Provided information.
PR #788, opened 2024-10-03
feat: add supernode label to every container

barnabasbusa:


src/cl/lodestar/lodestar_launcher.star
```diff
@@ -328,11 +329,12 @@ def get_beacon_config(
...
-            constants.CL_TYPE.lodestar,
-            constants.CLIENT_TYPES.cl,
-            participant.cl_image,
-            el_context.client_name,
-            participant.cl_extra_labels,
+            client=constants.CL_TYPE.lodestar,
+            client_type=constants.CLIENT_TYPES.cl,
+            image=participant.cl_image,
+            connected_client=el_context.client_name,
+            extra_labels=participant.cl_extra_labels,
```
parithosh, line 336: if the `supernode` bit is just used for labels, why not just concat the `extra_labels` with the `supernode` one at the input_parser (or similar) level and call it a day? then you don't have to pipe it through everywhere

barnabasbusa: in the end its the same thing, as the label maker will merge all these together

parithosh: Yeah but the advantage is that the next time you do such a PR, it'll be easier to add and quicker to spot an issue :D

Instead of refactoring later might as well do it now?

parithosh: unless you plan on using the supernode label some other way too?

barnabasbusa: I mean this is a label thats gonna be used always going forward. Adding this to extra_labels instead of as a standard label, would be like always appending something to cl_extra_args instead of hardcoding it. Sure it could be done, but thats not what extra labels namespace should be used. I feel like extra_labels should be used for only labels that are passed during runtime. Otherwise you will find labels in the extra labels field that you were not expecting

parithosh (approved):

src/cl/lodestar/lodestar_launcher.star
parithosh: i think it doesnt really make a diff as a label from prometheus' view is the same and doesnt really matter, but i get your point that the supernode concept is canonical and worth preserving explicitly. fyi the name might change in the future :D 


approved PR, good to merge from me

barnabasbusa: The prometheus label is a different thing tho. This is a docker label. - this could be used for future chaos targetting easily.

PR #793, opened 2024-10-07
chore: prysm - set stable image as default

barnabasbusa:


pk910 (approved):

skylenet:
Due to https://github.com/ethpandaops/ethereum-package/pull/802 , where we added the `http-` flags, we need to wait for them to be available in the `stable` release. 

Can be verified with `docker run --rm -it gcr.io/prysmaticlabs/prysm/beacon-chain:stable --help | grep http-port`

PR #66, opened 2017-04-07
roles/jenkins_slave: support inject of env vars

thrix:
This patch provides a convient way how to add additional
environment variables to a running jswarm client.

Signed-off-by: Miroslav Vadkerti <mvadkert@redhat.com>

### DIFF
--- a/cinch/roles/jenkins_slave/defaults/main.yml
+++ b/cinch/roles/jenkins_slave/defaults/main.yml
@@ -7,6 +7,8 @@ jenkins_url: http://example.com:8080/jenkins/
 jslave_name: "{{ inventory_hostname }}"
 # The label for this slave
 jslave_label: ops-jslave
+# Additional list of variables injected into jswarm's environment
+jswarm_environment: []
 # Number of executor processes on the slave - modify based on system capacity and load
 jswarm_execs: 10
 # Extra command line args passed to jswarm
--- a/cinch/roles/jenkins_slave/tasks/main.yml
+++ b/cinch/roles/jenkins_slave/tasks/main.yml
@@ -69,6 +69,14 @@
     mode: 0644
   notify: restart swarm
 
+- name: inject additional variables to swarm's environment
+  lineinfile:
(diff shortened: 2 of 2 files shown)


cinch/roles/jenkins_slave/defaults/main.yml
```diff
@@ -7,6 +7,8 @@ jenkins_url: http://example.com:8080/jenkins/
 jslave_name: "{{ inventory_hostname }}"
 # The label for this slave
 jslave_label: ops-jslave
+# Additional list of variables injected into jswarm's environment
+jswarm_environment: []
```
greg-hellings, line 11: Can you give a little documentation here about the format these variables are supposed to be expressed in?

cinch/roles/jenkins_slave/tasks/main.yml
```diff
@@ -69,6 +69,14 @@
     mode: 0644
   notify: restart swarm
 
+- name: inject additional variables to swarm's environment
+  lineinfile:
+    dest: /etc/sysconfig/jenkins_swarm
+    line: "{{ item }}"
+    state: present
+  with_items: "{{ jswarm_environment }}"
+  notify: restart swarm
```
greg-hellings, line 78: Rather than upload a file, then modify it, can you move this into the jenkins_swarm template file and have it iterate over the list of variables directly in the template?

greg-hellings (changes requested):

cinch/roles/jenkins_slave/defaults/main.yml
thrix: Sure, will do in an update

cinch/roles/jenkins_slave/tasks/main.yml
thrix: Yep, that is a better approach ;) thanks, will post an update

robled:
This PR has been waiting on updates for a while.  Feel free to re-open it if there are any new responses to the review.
---
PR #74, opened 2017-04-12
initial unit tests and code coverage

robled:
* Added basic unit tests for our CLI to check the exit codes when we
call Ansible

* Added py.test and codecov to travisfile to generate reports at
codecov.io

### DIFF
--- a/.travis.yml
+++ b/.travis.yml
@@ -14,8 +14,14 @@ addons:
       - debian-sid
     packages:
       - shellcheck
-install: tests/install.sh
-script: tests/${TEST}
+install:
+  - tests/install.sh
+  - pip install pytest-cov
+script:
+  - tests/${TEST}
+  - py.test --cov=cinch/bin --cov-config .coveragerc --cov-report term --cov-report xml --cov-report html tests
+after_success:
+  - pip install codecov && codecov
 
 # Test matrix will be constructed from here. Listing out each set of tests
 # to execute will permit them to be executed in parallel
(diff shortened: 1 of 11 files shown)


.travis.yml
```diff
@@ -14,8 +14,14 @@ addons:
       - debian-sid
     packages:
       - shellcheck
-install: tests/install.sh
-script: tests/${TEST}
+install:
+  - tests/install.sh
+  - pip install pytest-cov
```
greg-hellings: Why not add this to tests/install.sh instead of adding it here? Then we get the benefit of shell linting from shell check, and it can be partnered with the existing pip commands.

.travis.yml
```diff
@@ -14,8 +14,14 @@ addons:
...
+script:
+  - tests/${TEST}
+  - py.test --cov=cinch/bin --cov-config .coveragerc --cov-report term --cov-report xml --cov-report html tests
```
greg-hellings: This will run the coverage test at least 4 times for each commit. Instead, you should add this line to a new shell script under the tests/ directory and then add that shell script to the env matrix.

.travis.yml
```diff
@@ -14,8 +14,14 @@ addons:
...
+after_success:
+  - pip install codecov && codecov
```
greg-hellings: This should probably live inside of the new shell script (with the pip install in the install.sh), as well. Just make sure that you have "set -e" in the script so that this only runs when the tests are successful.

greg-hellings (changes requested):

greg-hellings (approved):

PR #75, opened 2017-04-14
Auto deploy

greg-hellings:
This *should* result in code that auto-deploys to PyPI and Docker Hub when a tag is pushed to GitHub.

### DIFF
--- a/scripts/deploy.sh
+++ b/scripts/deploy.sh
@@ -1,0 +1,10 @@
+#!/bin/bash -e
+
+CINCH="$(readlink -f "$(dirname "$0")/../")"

Problem to solve. Please go through the data and copy each line containing the word "same".

Response for this exercise.
barnabasbusa: in the end its the same thing, as the label maker will merge all these together
parithosh: i think it doesnt really make a diff as a label from prometheus' view is the same and doesnt really matter, but i get your point that the supernode concept is canonical and worth preserving explicitly. fyi the name might change in the future :D 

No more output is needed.